Get a friend to call the same office to make an appointment and ask what the charge will be.
Sometimes these people charge a % of what they feel their advise has saved you in tax. Did they save you a lot of money.


----------



## ClubMan (9 Jun 2007)

Just curious - why didn't you ask them what the consultation would cost in advance?


----------



## bazermc (9 Jun 2007)

sevenlights said:


> I sat in front of a tax advisor for 15 minutes and got a bill in the post for 1150 euros.



This post will be deleted if not edited immediately that is a lot, i use to work in the tax practice of a big 4 firm and the partners were charged out a 900 per hour that was only a year ago, but 1150 for 1/4 hour? thats madness!

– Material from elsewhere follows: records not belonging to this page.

PR #1372, opened 2026-07-21
fix(runtime): resolve cyclic module dependencies in state action modules

agurtovoy:
When we [split](https://github.com/makeswift/makeswift/pull/1181) the monolithic `actions.ts` file into separate shared, internal, builder, and host API modules, we inadvertently introduced cyclic dependencies among the latter (e.g. `read-write-actions.ts` imports `actions.ts` to get the combined action type, which in turn imports all of the above individual modules, one of which imports `read-write-actions.ts`). So far, this has not caused us issues, but [it's starting to](https://github.com/makeswift/makeswift/actions/runs/29868413520/job/88762275758?pr=1371).

This PR breaks the cycles by moving all action types into their own modules. No semantic changes.


packages/runtime/src/builder/host-to-builder-actions.ts
```diff
@@ -4,13 +4,14 @@ import { isAction } from '@reduxjs/toolkit'
 // and in the builder; they have been since split into two separate action types,
 // REGISTER_COMPONENT and REGISTER_BUILDER_COMPONENT, but we still have to expose what
 // are now internal actions to the builder for backward compatibility with the older runtimes
+import { ReadOnlyActionTypes } from '../state/actions/internal/read-only-action-types'
```
agurtovoy, line 7: Here and below, move action types constants into their own modules, adjust the imports correspondingly.

No semantic changes.

packages/runtime/src/state/actions/internal/index.ts
```diff
@@ -1,9 +1,4 @@
-import { type ReadOnlyAction, ReadOnlyActionTypes } from './read-only-actions'
-import { type ReadWriteAction, ReadWriteActionTypes } from './read-write-actions'
-
-export const InternalActionTypes = {
-  ...ReadOnlyActionTypes,
-  ...ReadWriteActionTypes,
-} as const
```
agurtovoy, line 7: Remove the action types export from the index file.

arvinpoddar (approved):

The problem is of course what can you do? next time I would recommend asking first what the likely fee will be!  Was the advice any good? did it save much tax?


----------



## daveccork (9 Jun 2007)

you sat in front of him for 15 minutes but did he have to do work (research etc) after you left his office? Did he have you write a letter or report for you? 

I agree it is a lot of money - maybe you should query the tax consultant on the basis for the charge (what time was spent etc). There may have been more involved than you think, if there wasn't then hopefully you may get some discount after you query it.


----------



## sevenlights (9 Jun 2007)

Thanks guys, at the time I was in such a hole and had literally no time to shop aroun_d.  I was told  this g_uy was the best, he did write a report and he did ensure that the 250k  I would have had to_ pay be deferred untill I sold the property I inherited.  I still feel its alot of money though.  I admit I was completely stupid not to check his rates before hand.  I take it there is no set rate then for these consultations then?_


----------



## daveccork (10 Jun 2007)

no there are no set rates - clients are usually billed on a time basis. The charge out rate of each individual would be based on experience, qualifications etc.  quite often these time basis figures are used as a guideline and the person may charge more / less as they see fit.

The meeting, writing the report and the follow up work may have taken a few hours - perhaps it is not as bad as it appears. You may have gotten good value for money but without knowing the specifics it is hard to say 

one other minor point is that you mention that this person is thought to be v competent - sometimes it is worth paying for good advice - if it was a complicated case then another professional may have a) taken longer and therefore charged as much or b) not given the same quality of advice.

Whilst you should have checked the rates first, don't beat yourself up about it. You have the piece of mind of knowing that you have (hopefully) minimised your tax bill. you could have got advice for €300 and gone away happy with that while unknowingly paying excessive tax. Hopefully whilst the payment of the tax was deferred you earned interest on the €250k !!!

I work for a medium sized accountancy practice and not many invoices leave our offices for less than that !!


----------



## sevenlights (11 Jun 2007)

Thanks for that dave its made me feel a bit better!


----------



## Ravima (11 Jun 2007)

did he save you money?

if so, was the saving in excess of the fee?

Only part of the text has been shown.